INFORMATION SHOWN
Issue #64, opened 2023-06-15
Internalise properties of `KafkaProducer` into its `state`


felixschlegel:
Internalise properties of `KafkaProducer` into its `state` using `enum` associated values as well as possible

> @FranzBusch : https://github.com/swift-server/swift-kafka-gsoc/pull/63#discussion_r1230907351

--

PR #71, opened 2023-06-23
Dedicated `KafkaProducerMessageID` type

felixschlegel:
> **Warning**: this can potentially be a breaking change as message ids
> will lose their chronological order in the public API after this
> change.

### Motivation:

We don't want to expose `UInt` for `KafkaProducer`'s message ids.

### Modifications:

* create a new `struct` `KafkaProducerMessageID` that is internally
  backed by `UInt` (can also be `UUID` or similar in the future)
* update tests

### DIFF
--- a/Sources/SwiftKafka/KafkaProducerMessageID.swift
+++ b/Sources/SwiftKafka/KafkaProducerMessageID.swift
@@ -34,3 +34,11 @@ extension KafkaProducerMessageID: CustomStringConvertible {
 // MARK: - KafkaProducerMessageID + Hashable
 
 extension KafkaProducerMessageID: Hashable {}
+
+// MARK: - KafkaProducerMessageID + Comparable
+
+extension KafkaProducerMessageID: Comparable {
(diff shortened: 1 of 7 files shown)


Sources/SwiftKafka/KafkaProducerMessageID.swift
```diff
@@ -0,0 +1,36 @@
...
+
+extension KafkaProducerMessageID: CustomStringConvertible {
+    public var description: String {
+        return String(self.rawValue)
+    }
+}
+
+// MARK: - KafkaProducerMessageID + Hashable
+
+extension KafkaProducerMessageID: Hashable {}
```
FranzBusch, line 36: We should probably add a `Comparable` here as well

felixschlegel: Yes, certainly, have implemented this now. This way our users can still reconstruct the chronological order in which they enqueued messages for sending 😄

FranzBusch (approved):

EXERCISE PROMPT
Retype exactly the lines of the data above that fall between the line with "(diff shortened: 1 of 7 files shown)" and the line with "FranzBusch, line 36: We", inclusive, and add nothing.

EXPECTED ANSWER
(diff shortened: 1 of 7 files shown)


Sources/SwiftKafka/KafkaProducerMessageID.swift
```diff
@@ -0,0 +1,36 @@
...
+
+extension KafkaProducerMessageID: CustomStringConvertible {
+    public var description: String {
+        return String(self.rawValue)
+    }
+}
+
+// MARK: - KafkaProducerMessageID + Hashable
+
+extension KafkaProducerMessageID: Hashable {}
```
FranzBusch, line 36: We should probably add a `Comparable` here as well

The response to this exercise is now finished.